REQUIRED WORK
Your task is to copy each line of the material that includes "type".
.....
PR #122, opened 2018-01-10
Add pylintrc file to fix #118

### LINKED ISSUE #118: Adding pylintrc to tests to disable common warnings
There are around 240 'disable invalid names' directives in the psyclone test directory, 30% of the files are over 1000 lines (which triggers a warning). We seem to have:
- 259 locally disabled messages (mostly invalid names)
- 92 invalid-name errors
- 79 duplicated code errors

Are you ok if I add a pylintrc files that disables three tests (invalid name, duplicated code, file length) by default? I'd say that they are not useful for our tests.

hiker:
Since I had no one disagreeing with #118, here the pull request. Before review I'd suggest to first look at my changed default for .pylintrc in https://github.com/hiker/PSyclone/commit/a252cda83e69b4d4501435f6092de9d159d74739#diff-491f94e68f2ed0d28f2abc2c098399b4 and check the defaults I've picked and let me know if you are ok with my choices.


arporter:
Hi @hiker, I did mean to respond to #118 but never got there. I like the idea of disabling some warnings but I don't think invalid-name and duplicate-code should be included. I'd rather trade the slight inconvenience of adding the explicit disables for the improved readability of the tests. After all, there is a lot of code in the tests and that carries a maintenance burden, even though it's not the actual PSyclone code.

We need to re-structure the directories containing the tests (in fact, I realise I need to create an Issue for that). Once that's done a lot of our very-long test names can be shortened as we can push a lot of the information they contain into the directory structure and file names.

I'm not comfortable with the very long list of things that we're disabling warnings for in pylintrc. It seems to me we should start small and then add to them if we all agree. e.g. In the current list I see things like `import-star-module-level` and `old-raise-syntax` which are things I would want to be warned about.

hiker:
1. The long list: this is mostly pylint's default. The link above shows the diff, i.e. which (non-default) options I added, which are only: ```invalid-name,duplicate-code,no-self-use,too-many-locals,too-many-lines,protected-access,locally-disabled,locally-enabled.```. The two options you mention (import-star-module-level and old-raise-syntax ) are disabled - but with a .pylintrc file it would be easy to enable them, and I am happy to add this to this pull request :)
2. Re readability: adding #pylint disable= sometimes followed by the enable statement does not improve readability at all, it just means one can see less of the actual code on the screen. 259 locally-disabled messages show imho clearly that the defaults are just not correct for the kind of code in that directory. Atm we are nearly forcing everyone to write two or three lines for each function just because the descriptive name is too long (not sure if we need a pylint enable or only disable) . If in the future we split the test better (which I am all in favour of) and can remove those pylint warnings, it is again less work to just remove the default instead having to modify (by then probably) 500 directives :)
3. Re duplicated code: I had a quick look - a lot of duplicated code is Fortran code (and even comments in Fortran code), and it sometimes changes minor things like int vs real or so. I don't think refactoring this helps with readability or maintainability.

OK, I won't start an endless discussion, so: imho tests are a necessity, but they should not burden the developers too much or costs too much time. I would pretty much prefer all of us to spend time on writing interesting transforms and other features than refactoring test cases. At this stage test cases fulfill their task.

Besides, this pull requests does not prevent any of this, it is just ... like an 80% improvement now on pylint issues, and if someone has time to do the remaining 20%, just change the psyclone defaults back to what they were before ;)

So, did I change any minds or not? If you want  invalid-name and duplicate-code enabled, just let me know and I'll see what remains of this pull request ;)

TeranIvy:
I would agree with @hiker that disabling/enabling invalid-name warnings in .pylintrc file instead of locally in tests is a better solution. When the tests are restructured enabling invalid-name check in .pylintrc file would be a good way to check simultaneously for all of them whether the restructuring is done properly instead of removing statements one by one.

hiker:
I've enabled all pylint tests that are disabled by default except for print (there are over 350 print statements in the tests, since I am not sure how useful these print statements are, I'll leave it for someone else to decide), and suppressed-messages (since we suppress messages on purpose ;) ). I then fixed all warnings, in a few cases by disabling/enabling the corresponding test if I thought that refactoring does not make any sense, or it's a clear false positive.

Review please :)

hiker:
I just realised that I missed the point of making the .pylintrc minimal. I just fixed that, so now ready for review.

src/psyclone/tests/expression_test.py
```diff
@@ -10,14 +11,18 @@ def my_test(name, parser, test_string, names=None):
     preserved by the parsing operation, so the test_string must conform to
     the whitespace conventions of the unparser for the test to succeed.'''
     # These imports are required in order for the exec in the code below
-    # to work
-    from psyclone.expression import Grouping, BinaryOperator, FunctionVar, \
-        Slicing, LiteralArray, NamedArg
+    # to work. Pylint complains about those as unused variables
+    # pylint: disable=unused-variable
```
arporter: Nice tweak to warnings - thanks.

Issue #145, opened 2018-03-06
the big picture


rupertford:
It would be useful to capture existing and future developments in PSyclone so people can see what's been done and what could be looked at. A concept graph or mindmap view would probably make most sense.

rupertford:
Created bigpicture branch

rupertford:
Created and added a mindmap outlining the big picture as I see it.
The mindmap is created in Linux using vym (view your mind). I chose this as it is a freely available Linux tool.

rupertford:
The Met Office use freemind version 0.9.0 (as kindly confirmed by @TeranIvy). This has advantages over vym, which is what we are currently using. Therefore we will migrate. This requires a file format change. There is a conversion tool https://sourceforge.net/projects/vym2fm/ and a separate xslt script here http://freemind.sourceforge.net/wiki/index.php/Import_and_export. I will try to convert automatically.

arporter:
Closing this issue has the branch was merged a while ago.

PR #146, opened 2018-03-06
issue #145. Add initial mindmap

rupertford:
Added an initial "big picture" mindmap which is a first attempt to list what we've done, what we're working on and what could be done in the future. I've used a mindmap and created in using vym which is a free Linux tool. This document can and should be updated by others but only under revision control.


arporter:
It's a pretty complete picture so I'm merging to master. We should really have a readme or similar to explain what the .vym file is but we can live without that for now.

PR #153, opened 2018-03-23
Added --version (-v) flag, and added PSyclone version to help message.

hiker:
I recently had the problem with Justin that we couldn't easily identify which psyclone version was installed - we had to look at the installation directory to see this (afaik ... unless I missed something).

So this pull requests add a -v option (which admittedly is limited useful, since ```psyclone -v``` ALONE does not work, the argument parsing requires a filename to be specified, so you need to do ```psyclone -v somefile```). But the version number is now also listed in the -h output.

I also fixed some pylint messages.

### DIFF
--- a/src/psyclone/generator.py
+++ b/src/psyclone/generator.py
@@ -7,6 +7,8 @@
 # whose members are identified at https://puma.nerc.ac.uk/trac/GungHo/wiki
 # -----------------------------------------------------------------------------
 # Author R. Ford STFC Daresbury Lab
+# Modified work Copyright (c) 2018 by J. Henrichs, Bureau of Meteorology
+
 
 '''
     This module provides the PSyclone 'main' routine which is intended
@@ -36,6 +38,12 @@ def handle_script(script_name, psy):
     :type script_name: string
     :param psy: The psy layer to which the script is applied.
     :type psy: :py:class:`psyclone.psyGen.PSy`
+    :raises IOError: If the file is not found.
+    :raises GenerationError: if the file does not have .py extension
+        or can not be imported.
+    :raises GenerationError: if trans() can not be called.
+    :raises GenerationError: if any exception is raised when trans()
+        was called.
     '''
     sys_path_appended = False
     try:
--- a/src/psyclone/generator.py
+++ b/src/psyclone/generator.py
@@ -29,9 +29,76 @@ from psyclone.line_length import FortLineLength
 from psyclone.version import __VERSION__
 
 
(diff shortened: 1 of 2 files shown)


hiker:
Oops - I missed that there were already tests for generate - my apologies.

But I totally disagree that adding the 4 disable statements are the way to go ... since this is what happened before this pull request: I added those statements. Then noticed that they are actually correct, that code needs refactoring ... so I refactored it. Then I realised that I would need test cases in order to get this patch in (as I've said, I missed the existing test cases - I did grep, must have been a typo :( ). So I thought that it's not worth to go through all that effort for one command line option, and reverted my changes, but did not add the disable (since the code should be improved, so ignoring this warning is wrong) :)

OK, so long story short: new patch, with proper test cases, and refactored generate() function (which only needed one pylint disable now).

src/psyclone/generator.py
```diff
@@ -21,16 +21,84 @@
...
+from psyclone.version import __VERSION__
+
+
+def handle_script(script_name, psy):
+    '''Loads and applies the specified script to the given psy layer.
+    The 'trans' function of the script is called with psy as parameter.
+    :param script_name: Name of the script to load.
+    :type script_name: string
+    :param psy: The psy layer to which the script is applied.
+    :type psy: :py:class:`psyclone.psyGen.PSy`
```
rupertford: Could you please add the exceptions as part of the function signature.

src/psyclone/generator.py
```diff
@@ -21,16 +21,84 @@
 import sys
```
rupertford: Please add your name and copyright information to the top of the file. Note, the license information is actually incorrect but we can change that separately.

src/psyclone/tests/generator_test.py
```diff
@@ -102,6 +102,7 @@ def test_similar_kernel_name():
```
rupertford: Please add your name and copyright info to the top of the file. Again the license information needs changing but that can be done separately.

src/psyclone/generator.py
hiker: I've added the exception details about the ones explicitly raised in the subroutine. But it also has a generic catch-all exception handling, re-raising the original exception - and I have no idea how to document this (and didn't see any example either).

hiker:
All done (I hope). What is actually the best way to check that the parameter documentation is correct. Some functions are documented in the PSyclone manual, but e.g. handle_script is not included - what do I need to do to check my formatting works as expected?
.....
REPLY
     :type script_name: string
     :type psy: :py:class:`psyclone.psyGen.PSy`
+    :type script_name: string
+    :type psy: :py:class:`psyclone.psyGen.PSy`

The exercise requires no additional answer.